PR #207, opened 2026-08-03
Mark D1 batch statement spans as errors when the batch fails

ayaangazali:
`instrumentD1Fn` creates one span per statement in a `batch()` call (`packages/otel-cf-workers/src/instrumentation/d1.ts:116`), but the catch only sets `ERROR` on the parent span. The statement spans are ended in the `finally` with their status still `UNSET`, so a failed batch renders as a failed parent with a set of apparently successful queries underneath it, which reads exactly backwards from what happened.

This sets the error status on the statement spans too. I left the exception itself on the parent rather than recording it once per statement, since it is one failure rather than N, but say the word if you would rather each statement span carried it.

There was no test file for the D1 bindings, so I added one covering a successful batch and a rejected one. The rejection test fails on current main with `expected +0 to be 2`, that being `UNSET` where `ERROR` was expected. Ran the repo preflight and `pnpm run check`, both green. Patch changeset for `@pydantic/otel-cf-workers` included.

Worth noting this one hid from the sweep I used for #201, #203 and #204: d1.ts pairs `recordException` and `setStatus` three times each, so it looked balanced, and only reading the batch branch showed the sub-spans were missed.

quick disclosure: built with Claude Code's help and I read the final diff myself. Freshman still learning, so corrections welcome :)

### DIFF
--- a/.changeset/d1-batch-subspan-status.md
+++ b/.changeset/d1-batch-subspan-status.md
@@ -1,0 +1,5 @@
+---
+'@pydantic/otel-cf-workers': patch
+---
+
+Mark the per-statement spans of a D1 batch as errors when the batch fails. `instrumentD1Fn` created one span per query in a `batch()` call but only set `ERROR` on the parent span, so a failed batch showed every query as apparently successful underneath a failed parent. The statement spans now carry the error status too, while the exception itself stays on the parent so it is not duplicated once per statement.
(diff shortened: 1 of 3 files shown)


petyosi (approved):

ayaangazali:
Rebased onto current main (79bcac0) and re-verified there. Approved and clean, no conflicts.

Recap since it has been a couple of weeks: `instrumentD1Fn` opens one sub-span per statement in a batch, but the catch sets ERROR only on the parent, so a failed batch rendered as a failed parent over N apparently successful queries. The rejection test fails on main with `expected +0 to be 2`.

Happy to close it if you would rather not take this one.

ayaangazali:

******

**TASK TO COMPLETE:**
Your answer should be every line from the material above in which the word "changeset" appears.

**WRITTEN ANSWER:**
There was no test file for the D1 bindings, so I added one covering a successful batch and a rejected one. The rejection test fails on current main with `expected +0 to be 2`, that being `UNSET` where `ERROR` was expected. Ran the repo preflight and `pnpm run check`, both green. Patch changeset for `@pydantic/otel-cf-workers` included.
--- a/.changeset/d1-batch-subspan-status.md
+++ b/.changeset/d1-batch-subspan-status.md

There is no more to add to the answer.